Read the Q&A with Dr. Bates.
Melvin Bates, PhD, hopes to inspire young people from underrepresented populations to pursue science. As one of our newest #Diversity Fellows at CHOP, learn more about Dr. Bates in our latest Cornerstone Q&A. https://t.co/C78R1S0Ls0 pic.twitter.com/MfOuvtSYbL— CHOP Research (@CHOP_Research) February 16, 2018
A Diverse Team of Researchers Aim to Reach Answers for Hemophilia A
This year, we shared news of a five-year grant from the National Heart, Lung, and Blood Institute that allows researchers across diverse disciplines at CHOP and the University to Pennsylvania to establish one of three Centers for the Investigation of Factor VIII (FVIII) Immunogenicity. Scientists from a range of career levels and backgrounds, including structural biology, immunology, genomics, and cancer immunotherapy, will tackle key questions in hemophilia A research — including why some young patients with the inherited bleeding disorder develop inhibitory antibodies, also known as FVIII inhibitors, to protein replacement therapy. Our Cornerstone coverage of the new FVIII center garnered much attention from our readers, and the center’s synergistic approach had Valder Arruda, MD, PhD, researcher in the Division of Hematology at CHOP and principal investigator of the project, excited for its potential.

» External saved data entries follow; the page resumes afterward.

PR #1104, opened 2024-10-24
PB-722 : import cesium CSS globally

pakb:
that fixes the issues we had with touch device navigation in 3D

[Test link](https://sys-map.dev.bgdi.ch/preview/fix-pb-722-cesium-touch/index.html)


ltshb (approved):
Looks good to me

“I think it is important to bring people from completely different backgrounds to provide new insights and give them the freedom to see each other as scientific partners instead of competitors,” Dr. Arruda said. “This is a very fresh environment that the NIH has created. Together, we can finally overcome the serious challenge of the formation of FVIII inhibitors in patients with congenital hemophilia.”